Sicherlich ist Aufklärung sehr notwendig. Ich will aber auch sagen, dass ebenfalls konsequentes rechtsstaatliches Vorgehen mit Verfassungsschutz

und Polizei gegen extreme Gewalttäter wichtig ist. Diese Gewalttäter müssen wissen, dass das, was sie in diesem Lande meinen tun zu können, mit allen Mitteln strafrechtlich verfolgt wird und dass sie dafür belangt werden.

Sie haben eben von gesellschaftlichen Entwicklungen gesprochen, die den Rechtsextremismus befördern. Was Sie gesagt haben, ist sicherlich richtig. Hier ist die hohe Zahl von arbeitslosen Jugendlichen zu nennen. In diesem Zusammenhang spielt sicherlich auch die Frage eine Rolle, wie wir es optimieren können, dass möglichst jeder einen guten Schulabschluss erreichen kann. Was die Perspektivlosigkeit junger Menschen angeht, so gibt es nach dem, was ich gehört habe, ein gewaltiges Gefälle zwischen den neuen Bundesländern und den alten Bundesländern. All das muss man sich vor Augen führen. Alles, was man dazu sagt, gilt nicht in gleicher Weise für ganz Deutschland. Man kann also nicht sagen: Es gibt ein Phänomen in Mecklenburg-Vorpommern, und dieses lässt sich 1 : 1 z. B. auf Niedersachsen übertragen. - Wir müssen somit überlegen, was wir tun können.

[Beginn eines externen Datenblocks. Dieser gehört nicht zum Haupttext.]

PR #174, opened 2023-11-29
- Turned Arch.SystemGroups into its own package & removed DLL's

m3taphysics:
- Introduced Arch.SystemGroups.Visualiser to help understand the state of each system.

Ich will auf einige Punkte kurz eingehen. Sie haben gesagt, das Versammlungsrecht müsste neu gestaltet werden. Ich weise aber darauf hin - Sie haben in Ihrem Antrag ja auch angedeutet, dass dieser Bereich nach der Föderalismusreform Sache der Länder ist -, dass wir dabei behutsam vorgehen müssen. Alle Rechtsänderungen, die wir vornehmen, um die Rechtsextremisten einzudämmen, gelten natürlich auch für alle anderen. Sie haben zu Recht geschrieben, dass das Versammlungsrecht ein hohes Gut ist. Wir erleben hier in Niedersachsen rechte Aufmärsche, etwa in Göttingen oder in Celle. Ich verweise auch auf die Ereignisse in Verden. Die dadurch entstehenden Probleme sind aus meiner Sicht nicht allein durch das Versammlungsrecht zu lösen. Wir haben es mit der Provokation durch Rechte zu tun, deren Zahl allerdings nicht in die Tausende geht. Unter Umständen handelt es sich nur um ein paar Hände voll. Es gibt Bürgerinnen und Bürger, Verbände, Gewerkschaften und Kirchen, die - das ist auch wichtig und richtig so - eine Gegendemonstration organisieren. Auch das würde noch nicht in erster Linie dazu führen, dass man mit einem so hohen Ansatz für den Polizeieinsatz rechnen muss. Das Problem ist häufig, dass sich gewalttätige Linksextremisten - Autonome und Hooligans - unter diejenigen mischen, die etwas Gutes wollen, und dann kommt es eben zu diesen Auseinandersetzungen.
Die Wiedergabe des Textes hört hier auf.